- No. of episodes: 8

Release
- Original network: Netflix (worldwide) Apple TV (United States)
- Original release: 27 February 2026

Season chronology
- ← Previous Season 7

= Formula 1: Drive to Survive season 8 =

2026 documentary television series

The eighth season of Formula 1: Drive to Survive documents the 2025 Formula One World Championship. The season contains 8 episodes, which was released on Netflix worldwide and on Apple TV in the United States on 27 February 2026.

==Premise and release==
In March 2025, Netflix officially announced the renewal of the series for an eighth season with all 8 episodes released on the same date. It was released on 27 February 2026.

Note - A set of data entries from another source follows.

PR #4038, opened 2023-03-16
WIP: ZTF depot observation query

mcoughlin:
This PR adds the ability to query ZTF observations from the depot server, which will be the source of truth going forward.

### DIFF
--- a/skyportal/facility_apis/ztf.py
+++ b/skyportal/facility_apis/ztf.py
@@ -11,7 +11,6 @@ import numpy as np
 from sqlalchemy.orm import sessionmaker, scoped_session
 from tornado.ioloop import IOLoop
 import pandas as pd
-import pyvo
 import sqlalchemy as sa
 import urllib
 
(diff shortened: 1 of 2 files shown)


skyportal/facility_apis/ztf.py
```diff
@@ -882,7 +881,64 @@ def custom_json_schema(instrument, user):
...
+        url = f'{depot_url}/{date}/ztf_recentproc_{date}.json'
+        r = session.head(url)
+
+        # file exists
+        if r.status_code == 200:
+            r = session.get(url)
+            obstable = pd.DataFrame(r.json())
+
+            if obstable.empty:
+                log(f'No observations for instrument ID {instrument_id} for JD: {jd}')
```
guynir42, line 912: This could produce quite a bit of logging outputs... are you sure we need this?

skyportal/facility_apis/ztf.py
```diff
@@ -882,7 +881,64 @@ def custom_json_schema(instrument, user):
...
+                continue
+            # only want successfully reduced images
+            obstable = obstable[obstable['status'] == 0]
+
+            obs_grouped_by_obsjd = obstable.groupby('obsjd')
+            for ii, (jd, df_group) in enumerate(obs_grouped_by_obsjd):
+                df_group_median = df_group.median()
+                df_group_median['observation_id'] = ii
+                df_group_median['processed_fraction'] = len(df_group["fieldid"]) / 64.0
+                df_group_median['filter'] = inv_bands[int(1)]
```
guynir42, line 922: What is this `int(1)` about?

guynir42 (approved):

skyportal/facility_apis/ztf.py
mcoughlin: fixed

skyportal/facility_apis/ztf.py
mcoughlin: Should be very rare to trigger I think.

guynir42: OK then

PR #4040, opened 2023-03-17
Gcn event service: Non Async ingestion | Notifications: Async Ingestion

Theodlz:
This PR is a 2nd attempt to reduce (or get rid of) the flakiness experienced in production, where some events have missing localizations.

In production, we notice a warning that says: 

"Attribute history events accumulated on `N` previously clean instances within inner-flush event handlers have been reset, and will not result in database updates."

This happens when we try committing the session right after adding the localization to it. Turns out, that adding notification preferences on events recreates this bug locally. And that both locally and in prod, `N` corresponds exactly to the number of UserNotifications being added to the session.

On 26 February 2026, it was announced that Netflix and Apple TV (the latter having taken over the broadcast rights for Formula One in the United States that year) had reached a deal where Netflix would non-exclusively license out the series to Apple TV in the United States starting with the eighth season, with Netflix also broadcasting the Canadian Grand Prix alongside Apple TV in exchange.

==Episodes==

| No. overall | No. in season | Title | Original release date |
| 71 | 1 | "New Kids On The Track" | 27 February 2026 |
The F1 75 Live event is held at the O2 Arena in London, where the ten teams reveal their cars and drivers - including six new rookies and the highly-publicised move of Lewis Hamilton to the perennial Scuderia Ferrari team.
| 72 | 2 | "Strictly Business" | 27 February 2026 |
At the back, Jack Doohan feels the pressure of Flavio Briatore at Alpine F1 Team, while Jonathan Wheatley of Kick Sauber fields Gabriel Bortoleto, the reigning Formula 2 championship victor.
| 73 | 3 | "The Number 1 Problem" | 27 February 2026 |
As the season rages on, a title battle between McLaren teammates Lando Norris and Oscar Piastri begins to spark.
| 74 | 4 | "A Bull With No Horns" | 27 February 2026 |
Championship-winning Red Bull Racing suffers highly-publicised issues: Liam Lawson is dropped down to Racing Bulls in favour of Yuki Tsunoda, while Christian Horner is thrust into the spotlight for all the wrong reasons.
| 75 | 5 | "The Sky's The Limit" | 27 February 2026 |
Williams Racing has obtained Carlos Sainz Jr. from Ferrari, but the Spaniard struggles against team veteran Alex Albon.
| 76 | 6 | "The Duel" | 27 February 2026 |
Mercedes fights Ferrari for second in the Constructors' Championship: Hamilton struggles with a poor car, while his replacement Kimi Antonelli weathers through the storm of being paired with George Russell.
| 77 | 7 | "What Happens In Vegas" | 27 February 2026 |
As the championship fight rages on, the teams reach the Las Vegas Grand Prix.
| 78 | 8 | "Call Me Chucky" | 27 February 2026 |
McLaren reel from their double disqualification at Vegas, which allowed Verstappen to level in points with Piastri. Norris has an opportunity to win his first Drivers' Championship at the Qatar Grand Prix. An opportune safety car after Hülkenberg crashes allows everyone to pit, though McLaren decide not to. As a result, Verstappen controls the race ahead of Piastri and Carlos Sainz Jr., with Norris in fourth after Antonelli loses his rear, bringing the championship fight to Abu Dhabi. Verstappen is now ahead of Piastri in the Drivers' Championship. At the Abu Dhabi Grand Prix, Verstappen takes pole position ahead of Norris and Piastri. Norris needs a podium finish to secure the Drivers' Championship, and Piastri needs to win with both drivers out of the podium to secure it. Norris falls to third in the race start, but holds on to it for long enough to secure his first Championship.